Here's a specific example of a quality improvement program that was targeted in the bill - reducing hospital readmissions. Initial results look good.

So with healthcare costs slowing, does this help our long term financial outlook? Yes, for sure. Take a look at this chart that was part of the CEA report. It shows how Medicare/Medicaid costs have been ratcheting down, in each of the last three CBO forecasts (Budget and Economic Outlook: 2011, 2012, 2013). If you measure the "gaps" between the August 2010 line and the most recent May 2013 line, and add up the savings year by year, you will find that the most recent forecast is over $1 trillion lower cumulatively than the first forecast. These are ACA-induced savings that have not been captured in any CBO analysis. In other words the ACA has already paid for itself over the next ten years!!

The bump in 2015/2016 is the ACA rollout, after which the line dips down for two years, then it heads back up ,beginning in 2018. Why? The CBO does not yet believe the cost slowdown is an enduring structural change. Take a look at this graph from the most recent Long Term Budget Outlook:

The Medicare/Medicaid lines keep going up at a steady rate, because CBO uses historical "excess cost growth" trends to make forward forecasts. But I think this is going to change: the above graph was part of the Long Term Budget Outlook published in September. In August, one of the CBO's own economists,  Michael Levine (along with Melinda Buntin of Vanderbilt) published a strong paper titled "Why has Growth in Spending for Fee-for-Service Medicaid Slowed?", concluding that it was "provider and patient behavior" changes that probably explain the slowdown, not the Recession. As more of this kind of analysis is done, including the CEA report we've been reviewing, these forward forecasts will come down. Here's a chart I just put together to demonstrate at a granular level how Medicare/Medicaid expenses have flattened out:

Medicare/Medicaid are not growing as a percent of GDP. Because this trend has not been proved out yet, the CBO reverts to historical "excess cost growth" forecasts, beginning in 2018. As a result, beginning at the end of this decade, we appear to have a deficit and debt level problem THAT I DO NOT BELIEVE WE WILL HAVE. Medicare/Medicaid move up to over 8.0% of GDP giving us an ongoing deficit/debt problem. I DO NOT THINK THIS PROBLEM IS REAL!

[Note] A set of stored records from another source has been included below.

PR #7391, opened 2021-08-13
Loosen protocol requirements from ObjectKeyIdentifiable to Identifiable

tgoyne:
ObjectKeyIdentifiable is just a helper type to make objects without primary keys conform to Identifiable, and isn't something that should ever be required.

### DIFF
--- a/CHANGELOG.md
+++ b/CHANGELOG.md
@@ -6,6 +6,8 @@ x.y.z Release notes (yyyy-MM-dd)
 ### Fixed
 * Fix crash in `MongoCollection.findOneDocument(filter:)` that occurred when no results were 
   found for a given filter.
+* Some of the SwiftUI property wrappers incorrectly required objects to conform
+  to ObjectKeyIdentifiable rather than Identifiable.
 
 <!-- ### Breaking Changes - ONLY INCLUDE FOR NEW MAJOR version -->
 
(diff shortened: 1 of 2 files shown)


rromanchuk:
This fixed everything, thanks! 

This was hard to debug, but mostly because of bad luck. When I upgraded my very limited swiftui views to new property wrappers, the exiting `Identifiable` objects now triggered compiler hint to `ObjectKeyIdentifiable`. Added the new protocol and everything compiled and happy.  Then during run time, a create call with `update: .modified`  threw for missing primary key. I assumed there was an invalid json response with null/missing id. It wasn't until i actually opened the realm in studio i realized primary key was missing from the schema, and unrelated to my response payload. The runtime fatal was in my generic CRUD operations making it feel very random. 

```swift
    @discardableResult
    static func success<K: Any>(_ unmanaged: [K]) -> (Realm, [RealmType]) {
        try! autoreleasepool {
            var managedObjects = [RealmType]()
            do {
                let realm = try Realm()
                realm.beginWrite()
                unmanaged.forEach { (unmanagedObject) in
                    let object = realm.create(RealmType.self, value: unmanagedObject, update: .modified) 
                    (object as? WithSaveHooks)?.afterCreate()
                    managedObjects.append(object)
                }
                try realm.commitWrite()
                return (realm, managedObjects)
            } catch let error {
                log.error(error)
                SentrySDK.capture(error: error)
                throw error
            }
        }
    }
```

leemaguire (approved):

PR #7398, opened 2021-08-17
Add callback queue parameter to async open

ericjordanmossman:


leemaguire:
This looks like you just need to use `receive(on:)`? e.g

```swift
Realm.asyncOpen().receive(on: DispatchQueue.main).sink { _ in

        } receiveValue: { realm in

        }
```

ericjordanmossman:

This is the really BIG story. The ACA has bent the cost curve. Our long term deficit/debt problem is solved. We don't have to carve up Medicare, or reduce benefits for Social Security. Our country is on solid financial footing, as long as we continue the progress the ACA has initiated. As savings versus original projections keep coming in, we should invest these back into building infrastructure, and growing the economy.

This is the story that needs to be told to firm up support for the ACA.